I’m going to start this experiment with a single octahedron, with faces in two colors, placed so that two faces which share an edge are always of different colors.
Next, I will augment the red faces — and only the red faces — with identical octahedra.
The regions with four blue, adjacent faces look as though they might hold icosahedra — but I checked, and they don’t quite fit. I will therefore continue the same process — augmenting only the red faces with more octahedra of the original type.
I’ve now decided that I definitely like this game, so I’ll keep playing it.
Immediately above, at the fourth of these images, some of the octahedra have started to overlap slightly, but I’m choosing to not be bothered by that — I’m continuing the now-established pattern, just in order to see where it takes me.
The regions of overlap are now far more obvious, but I’m continuing, anyway.
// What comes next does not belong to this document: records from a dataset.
PR #300, opened 2017-05-22
Backport macOS IME backspace fix

kevinsawicki:
Backports https://codereview.chromium.org/2901443002/

Refs https://bugs.chromium.org/p/chromium/issues/detail?id=714771
Fixes https://github.com/electron/electron/issues/9173


kevinsawicki:
Verified this fixed the issue with the example app from https://github.com/electron/electron/issues/9173 on macOS using Katakana layout.

PR #304, opened 2017-05-23
Add patch that removes setting If-Match headers

kevinsawicki:
Backports https://codereview.chromium.org/2714583002 to Chrome 56.

Refs https://bugs.chromium.org/p/chromium/issues/detail?id=689989

This does not affect Chrome 58 (Electron 1.7.x) so it is only being backported to Chrome 56 (Electron 1.6.x)

/cc @deepak1556 @CharlieHess


kevinsawicki:
Tested this out on macOS using http://clips.vorwaerts-gmbh.de/big_buck_bunny.webm and scrubbing quickly before the video fully loads, appears to be working now as expected, below is the network timeline for 1.6.10 vs. this branch

### 1.6.10

screen shot 2017-05-24 at 10 27 21 am


### This branch

screen shot 2017-05-24 at 10 27 56 am

PR #303, opened 2017-05-23
Add RenderWidget patch for macOS IME backspace fix

kevinsawicki:
Backports #300 to Chrome 56 (Electron 1.6.x).

/cc @CharlieHess @deepak1556

PR #305, opened 2017-05-24
Use vendored boto

kevinsawicki:
This was done in https://github.com/electron/libchromiumcontent/pull/280 but needs to be done on the `electron-1-6-x` branch as well since the new CI machines don't have boto installed globally.

This pull request just cherry-picks the commits from that pull request.


kevinsawicki:
The linux arm build succeeded and uploaded so I'm going to merge this before the other builds complete to get #304 and #303 going.

PR #306, opened 2017-05-25
Add patch to revert https://codereview.chromium.org/2745153002/

poiru:
This was suggested in
https://bugs.chromium.org/p/chromium/issues/detail?id=725970#c5 to fix
electron/electron#9578.

Reverts https://codereview.chromium.org/2745153002


kevinsawicki:
Verified it on macOS 👍

PR #309, opened 2017-05-30
Apply Chromium patches using git and sync via gclient

### LINKED ISSUE #282: CI builds may not be idempotent
@kevinsawicki CI builds currently reuse `libchromiumcontent/src` if the Chromium version was the same as the last build. This seems super dangerous to me because patches applied by one build will stay applied as long as the Chromium version doesn't change. Should we [refetch the tarball](https://github.com/electron/libchromiumcontent/pull/281/commits/429619a5c94a1dce1c472a9315e1a1fc51e9914a) each time?

kevinsawicki:
This pull request switches the build from downloading a chromium src tarball to using `gclient` to sync chromium.

* Makes it easier to apply patches via `git apply`
* Patches can be reverted using `git reset` or `gclient sync --reset`.
* Patches can be created without having a separate chromium src repo cloned locally

Fixes #282


kevinsawicki:
@zcbenz are you okay with this approach?

It does use more disk space but would make switching between Chrome versions while offline possible and quicker since it would only need to checkout a different revision instead of downloading a new tarball each time.

kevinsawicki:
Although this is working currently, I'm going to take a look at using `gclient` for this instead since the current approach in this PR would make a clone of electron/electron significantly larger since it would clone the chromium submodule even though most people just use the pre-built libcc assets for electron builds. Using `gclient` would only cause the chrome code to be synced when building this repository.

tonyganch:
Have you considered replacing patches with actual commits in chromium mirror?
We've spent a day updating patches for Ch59, and most of the changes were in line numbers and surrounding lines (3 lines before/after the actual diff).
I believe having commits instead of patch files will remove that part of work and leave only changes in diffs themselves.
What do you think of that?

kevinsawicki:
> I believe having commits instead of patch files will remove that part of work and leave only changes in diffs themselves.

The patches should apply easier using `git apply` than the `python-patch` module so they shouldn't need to be updated on each chrome release unless true conflicts exist. I'll verify this on 59 today to double check.

> Have you considered replacing patches with actual commits in chromium mirror?

Yeah, I've thought about this a bit, it would require forking several repos since we patch chrome, v8, ffmpeg, icu, and skia. It would also require maintaining commits that alter the root `DEPS` file to pull from the forks instead of from the main chrome repos.

kevinsawicki:
The builds are now passing, I'm going to merge this as-is since it enables predictable builds and prevents the issues mentioned in #282 regarding patches across different branches.

If we decide to fork chrome instead of patching it that work can build on top of this pull request since we can re-use the `gclient` workflow and just point it to the fork instead of the main chromium repo.

@tonyganch @cifratila perhaps we can explore the fork approach as part of the chrome 59 upgrade to see how much easier it might be compared to the patches.

PR #310, opened 2017-06-11
linux appIndicator submenu fix

dregenor:
this fix for issue with disabled submenu if in same position in main menu item disabled
https://github.com/electron/electron/issues/9495


kevinsawicki:
@dregenor looks like this is targeting the 1-6-x branch, does it happen in 1.7.x as well? Should it be fixed in both? Thans.

dregenor:
@kevinsawicki  yes this issue reproduced also for 1-7-x
https://chromium.googlesource.com/chromium/src.git/+log/58.0.3029.110/chrome/browser/ui/libgtkui/app_indicator_icon_menu.cc - last changes 4 months ago

kevinsawicki:
Thanks for this @dregenor

PR #312, opened 2017-06-15
Use dynamic CRT in the Windows static library build

alespergl:
This addresses [electron#9443](https://github.com/electron/electron/issues/9443)


alespergl:
Since I got a 👍 from @zcbenz and no complaints, I will go ahead and merge this. I will then follow up by merging https://github.com/electron/electron/pull/9764

PR #314, opened 2017-06-23
linux appIndicator submenu fix

dregenor:
this fix for issue with disabled submenu if in same position in main menu item disabled
electron/electron#9495
port from 1-6-0


kevinsawicki:
Thanks for this @dregenor 👍

PR #318, opened 2017-07-05
Revert "Backport macOS IME backspace fix"

kevinsawicki:
Looks like this introduced electron/electron#9709 and so reverting until Chrome 59 can be tested/verified.

Reverts electron/libchromiumcontent#300


kevinsawicki:
Can re-apply once Chrome 59 lands and include https://codereview.chromium.org/2929543002/ as well.

PR #319, opened 2017-07-11
Apply patches fix for cases when src is not a git repo

cifratila:
This fix is compatible to any setup you choose for your LIBCC build. 

If you don't want to use `gclient`, then the `src` folder will not be a git repo and the current approach will fail applying patches (actually skipping them). The reason for this might be that you are not allowed to fetch dependencies from outside of your network and everything needs to be "cooked" in house.


kevinsawicki:
Thanks @cifratila 👍

PR #493, opened 2018-03-26
Add patch to fix duplicate client id define

codebytere:
Fixes blocker in  https://github.com/electron/libchromiumcontent/pull/489.

This patch removed the define in Chromium to mitigate conflicts with Windows SDK's define.

/cc @ckerr @zcbenz @deepak1556


deepak1556:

Why? Because this is fun, that’s why! Right now, Stella 4d, the program I use to do these polyhedral manipulations, is chugging away on the next one. (This program is avilable at http://www.software3.com/Stella.php.) Ah, it’s ready — here it is!
Rather than repeat this process again, I now have another question: what would the convex hull of this figure look like? (A convex hull of a non-convex polyhedron is the smallest convex polyhedron which can contain a given non-convex polyhedron.) With Stella 4d, that’s easily answered.
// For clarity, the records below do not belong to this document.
PR #503, opened 2018-04-02
Add a patch to fix window repainting issues when DWM is disabled on Windows

brenca:
Fixes electron/electron#1821, sister PR coming up on that repo

When DWM is disabled, chromium uses a custom window title implementation (this can be observed by running Chrome on Windows7 with the aero theme disabled). The code is written to assume that that's what's happening, but electron is forcing a native titlebar, and that causes problems, since chromium does [some hacky stuff](https://cs.chromium.org/chromium/src/ui/views/win/hwnd_message_handler.cc?l=253) to ensure that the custom titlebar always works perfectly. That hacky stuff blocks the native titlebar (and the whole window in fact) from rendering correctly. This patch adds a way to disable the lock.

### DIFF
--- a/patches/common/chromium/.patches.yaml
+++ b/patches/common/chromium/.patches.yaml
@@ -274,10 +274,6 @@ patches:
   file: disable-recursive-surface-sync.patch
   description: null
 -
-  owners: brenca
-  file: disable-redraw-lock.patch
-  description: null
--
   owners: alexeykuzmin
   file: backport_a6977980088b.patch
   description: null
@@ -335,3 +331,17 @@ patches:
   owners: zcbenz
   file: fix-arm64-linking-error.patch
   description: Do not use system freetype for arm64
+-
+  owners: brenca
+  file: disable-redraw-lock.patch
+  description:  |
+    Chromium uses a custom window titlebar implementation on Windows when DWM
+    is disabled (Windows 7 and earlier, non Aero theme). The native titlebar
+    sometimes painted over this custom titlebar, so a workaround was put in
+    place to lock redraws in reaction to certain events if DWM is disabled,
+    since the code assumes that in that case, the custom titlebar is painted.
+    Electron forces the use of the native titlebar, which the workaround doesn't
+    take into account, and still locks redraws, causing weird repainting issues
+    in electron (and other applications). This patch provides a way to disable
+    the redraw locking mechanism, which fixes these issues. The electron issue
+    can be found at https://github.com/electron/electron/issues/1821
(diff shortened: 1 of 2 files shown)


brenca:
@alexeykuzmin Should I add a description to `patches.yaml` too?

patches/common/chromium/.patches.yaml
```diff
@@ -273,6 +273,10 @@ patches:
   owners: deepak1556
   file: disable-recursive-surface-sync.patch
   description: null
+-
+  owners: brenca
+  file: disable-redraw-lock.patch
```
alexeykuzmin: Any reasons to add it in the middle of the patches list, and not at the end?

patches/common/chromium/.patches.yaml
```diff
@@ -179,7 +179,7 @@ patches:
     Linux, which may cause issues in a context like Electron, where the main
     and renderer threads are supposed to keep inherited permissions over the
     system.
-    
+
```
alexeykuzmin: Thanks! )

patches/common/chromium/.patches.yaml
```diff
@@ -273,6 +273,10 @@ patches:
   owners: deepak1556
   file: disable-recursive-surface-sync.patch
   description: null
+-
+  owners: brenca
+  file: disable-redraw-lock.patch
+  description: null
```
alexeykuzmin: It would be better to have an explanation why it is needed.
For instance a link to an issue it fixes, or a feature it implements.

alexeykuzmin:
>  Should I add a description to .patches.yaml too?

@brenca 
It would be great. Thanks!

patches/common/chromium/.patches.yaml
brenca: I just tried to maintain alphabetical order :)

patches/common/chromium/.patches.yaml
brenca: That was automatic from my Atom, I hope it doesn't break anything :D

patches/common/chromium/.patches.yaml
brenca: On it!

brenca:
@alexeykuzmin I'm ready for another review :)
BTW this `.patches.yaml` file is a pretty nice addition, it's much easier to see what patch does what this way. (I haven't seen it before, a long time has gone by since I added any patches :) )

There are some other patches that I authored, I can add descriptions in a separate PR for those if you want.

alexeykuzmin:
> There are some other patches that I authored, I can add descriptions in a separate PR for those if you want.

That would be great! But please do it in a separate PR it you don't mind )

alexeykuzmin:
I just restarted the Windows builds, after they finish we should be good to merge.

brenca:
> > There are some other patches that I authored, I can add descriptions in a separate PR for those if you want.
> 
> That would be great! But please do it in a separate PR if you don't mind )

Sure, that was my intention, I don't want to pollute this PR with more changes :)

PR #507, opened 2018-04-04
Cleanup V8 patches

alespergl:
- Remove mksnapshot.patch (shouldn't be necessary anymore)
- Export only `v8::Platform::SystemClockTimeMillis`, not the whole class


patches/common/v8/.patches.yaml
```diff
@@ -64,6 +56,11 @@ patches:
   owners: codebytere
   file: cherry_pick_ac0fe8ec.patch
   description: null
+-
+  owners: alexeykuzmin,alespergl
+  file: export_platform.patch
```
alexeykuzmin: I'm pretty sure you moved the patch closer to the end of the list intentionally )
What's the reason to do that?

patches/common/v8/.patches.yaml
```diff
@@ -64,6 +56,11 @@ patches:
   owners: codebytere
   file: cherry_pick_ac0fe8ec.patch
   description: null
+-
+  owners: alexeykuzmin,alespergl
```
alexeykuzmin: I would ask you to add a space after the comma, but I don't want to wait for new builds to finish )
This file needs a clean up anyway, (I hope that) I'll do it later.

patches/common/v8/.patches.yaml
alespergl: Yes, because I generated the patch from a state where the previous patches are already applied. 😉

patches/common/v8/.patches.yaml
alespergl: Ok, next time I'll know. I was looking for an example of multiple owners in the other yaml files, but couldn't find any, so I left it like this.

alexeykuzmin: As for know, value of the "owners" fields is not used anywhere, so I can be in any format.
It should probably be an array, but it would require usage of a heavy `[ alexeykuzmin, alespergl ]` notation. So I think simple comma-separated values are fine now.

I must admit this: that was nothing like what I expected — but such unexpected discoveries are a large part of what makes these polyhedral investigations with Stella 4d so much fun. And now, to close this particular polyhedral journey, I will have Stella 4d produce, for me, the dual of the convex hull shown above. (In case you aren’t familiar with duality regarding polyhedra, it describes the relationship between the octahedron, with which this post began, and the familar cube. Basically, with duals, faces and verticies are “flipped” over edges, although that is an extremely informal and imprecise way to describe the at the process.)
And with that, my friends, I bid you good night!